From the Bangladesh point of view, it helped the Tigers to warm up for the future rosters whereas, it seemed, West Indies came here only to fulfill the formalities rather than trying to improve. The way they played it was painful to watch – meek surrenders made the victories of Bangladesh hollow.

What is the purpose of the West Indies in Bangladesh? Are they touring here to serve the purpose like Zimbabwe? Are they serious enough regarding international cricket? Or, they are focused more on Twenty20 Leagues? Do the longer-formats – Test and ODI – bear any importance for them? And, where are the exciting talents, which were endorsed by the West Indian captain?

Neither the bowling nor the batting nor the body language hinted any signs that the players from the touring party were eager to play cricket –and talk about exciting talents; those seemed a bunch of armatures handed with a cricket bat and ball.

In Dhaka and Chattogram – the West Indian display was a total mockery.

If the West Indies were very serious about the ODI Super League then they should have landed on Bangladesh with a full-strength side.

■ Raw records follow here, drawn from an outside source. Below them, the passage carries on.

PR #2342, opened 2019-06-19
Layout fix for the WelcomeAppbar hamburger (IconButton)

SailingSteve:
Fixed top header margin for HowItWorks, WelcomeForCampaigns,
WelcomeForOrganizations, WelcomeForVoters.
Fixed apostrophe that did not render correctly in WelcomeForOrganizations.
Removed donate from Cordova builds.

### DIFF
--- a/src/js/Application.jsx
+++ b/src/js/Application.jsx
@@ -277,7 +277,7 @@ class Application extends Component {
       return (
         <div className="app-base" id="app-base-id">
           <div id="the styled div that follows is the wrapper for theatre mode">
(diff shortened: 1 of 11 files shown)


DaleMcGrew:
👍 Hi @SailingSteve, I am approving this pull request now. Do you think we should:
A) comment out the "About We Vote" link from the Hamburger menu, or
B) leave the "About We Vote" link and instead comment out the Footer links to these pages which are broken: 1) Register to Vote, 2) Get Your Absentee Ballot?

Either option would be viable, but option B would be more work...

Bringing on such a third-tier sense only gave the impression that the Caribbean are not serious at all playing cricket.

At least, the inspirational words from the legendary Clive Lloyd should have inspired them.

The Test series is coming and one hope, the players motivate themselves and pay respect to the words of Clive Lloyd and the predecessors, who took West Indies to the top of the world.